# [SOLVED] Computer freezes - Kernel-Power



## Tom351 (Aug 13, 2009)

Hi everyone,

I am having the very annoying issue with my computer. It only seems to occur while playing games. The computer freezes all of a sudden. The screen freeze's and I can't control anything. There is also a buzzing sound when the computer freezes. I went into 'Event Viewer' and found the critical error. These are the details:

- System 
- Provider 
[ Name] Microsoft-Windows-Kernel-Power 
[ Guid] {331C3B3A-2005-44C2-AC5E-77220C37D6B4} 
EventID 41 
Version 2 
Level 1 
Task 63 
Opcode 0 
Keywords 0x8000000000000002 
- TimeCreated
[ SystemTime] 2012-07-31T08:13:09.789625100Z 
EventRecordID 205049 
Correlation 
- Execution
[ ProcessID] 4 
[ ThreadID] 8 
Channel System 
Computer Tomi-PC 
- Security 
[ UserID] S-1-5-18 

- EventData 
BugcheckCode 0 
BugcheckParameter1 0x0 
BugcheckParameter2 0x0 
BugcheckParameter3 0x0 
BugcheckParameter4 0x0 
SleepInProgress false 
PowerButtonTimestamp 0 

Please help.

Thanks.


----------



## JimE (Apr 16, 2009)

*Re: Computer freezes - Kernel-Power*

While your PC is locking up and this information pertains to reboots, it's very likely the same issue: Description of Windows Kernel event ID 41 error in Windows 7 or in Windows Server 2008 R2: "The system has rebooted without cleanly shutting down first"

So assuming it's a reboot it, and as you stated it occurs during gaming (when the PC is being stressed), you likely have a hardware issue. It could be a simple overheating issue (dirty PC, faulty heatsink, faulty fan, poor air flow, etc.) or an actual hardware fault...likely the power supply or motherboard.


----------



## Tom351 (Aug 13, 2009)

*Re: Computer freezes - Kernel-Power*

I will try cleaning out the dust inside my computer today and maybe unplug and replug everything.

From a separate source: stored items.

PR #604, opened 2018-07-05
Port to Cesium 1.47

gberaudo:


gberaudo:
I tested locally. I am merging it so that we can go forward with #603.

PR #605, opened 2018-07-12
added circle outline GroundPolyline

bkuster:
Taking the ideas of @ediebold used in #603, I added support for clamped  `ol.geom.Circle` outline geometries.

### DIFF
--- a/src/olcs/FeatureConverter.js
+++ b/src/olcs/FeatureConverter.js
@@ -5,7 +5,7 @@ import olGeomGeometry from 'ol/geom/Geometry.js';
 import olStyleIcon from 'ol/style/Icon.js';
 import olSourceVector from 'ol/source/Vector.js';
 import olSourceCluster from 'ol/source/Cluster.js';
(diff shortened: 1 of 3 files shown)


src/olcs/FeatureConverter.js
```diff
@@ -5,6 +5,7 @@ import olGeomGeometry from 'ol/geom/Geometry.js';
 import olStyleIcon from 'ol/style/Icon.js';
 import olSourceVector from 'ol/source/Vector.js';
 import olSourceCluster from 'ol/source/Cluster.js';
+import {circular} from 'ol/geom/Polygon.js';
```
gberaudo: Please store it as `olCreateCircularPolygon`, so that it is clear at first glance what the function does and from which library the function comes.

bkuster: sure thing, changed in 7b01d9752dc7ba7edf00832dd6ae39294945363f

PR #609, opened 2018-07-16
Switch to ES6 classes

gberaudo:

PR #611, opened 2018-07-16
Fix SynchronizedOverlay with ES6 classes

gberaudo:
#609 broke synchronized overlays due to:
- a bad commit;
- the call to super that moved up (race condition).


gberaudo:
Merging this for the release. Tested with the overlay example.

PR #627, opened 2018-08-07
Fix missing source issue

gberaudo:
Closes: #626.


gberaudo:
Thanks @samuel-girard, will merge when Travis is done.

PR #628, opened 2018-08-08
Export module in package.json

samuel-girard:
Hello,
For any application using Webpack to build, we should point the `"module"` property (package.json) to the library source instead of its built version.

It also solves a problem that started to occur in ol-cesium 2.2: I got an error "_ol is not defined_" in the browser (I did not investigate further, but seems to be related to the "oldfashioned" library change from the 2.2 version).


samuel-girard:
That's great. Thank you @gberaudo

This are my computer specs if it helps:

Coolermaster HAF X case
Gigabyte GA-X58A-UD3R motherboard
Intel Core i7 950 CPU
Gigabyte Nvidia GTX 580 graphics card
Kingston HyperX 1600mhz DDR3 RAM
Corsair TX-850 850W power supply
WD 1TB 7200rpm HDD


----------



## Tyree (May 10, 2009)

*Re: Computer freezes - Kernel-Power*

How many sticks of RAM and what size(GB) are the sticks? Is the RAM the proper Voltage for the Mobo?
If only freezing occurs and no actual shut down, remove all but 1 stick and see what happens.
Kingston RAM is no stranger to issues and the HyperX series even more so.


----------



## Tom351 (Aug 13, 2009)

*Re: Computer freezes - Kernel-Power*

I have 3 2GB RAM sticks. The RAM should be fine with the motherboard because the computer was working fine for quite a while when I first got it about a year ago. I cleaned out the computer with an air compressor yesterday and so far the computer hasn't frozen. Hopefully the dust is the cause and it shouldn't freeze again. I will wait a couple more days and see what happens.


----------



## jeffrey kwakye (Aug 24, 2012)

*Re: Computer freezes - Kernel-Power*

I am using an acer aspire 7750G,core i7,4 GB DDR3 memory,AMD Radeon,500 GB HDD,I recently changed my windows from windows 7 to windows 8,and since then any time am watching a movie my laptop freezes so i have to switch it off from the main control,at first i had this on my screen anytime i was turning it off,winlogon-No Disk and i eliminated it by disabling .[fast shut down],and now am having Kernel power which makes the computer freezes anytime am watching a movie.please tell me what to do


----------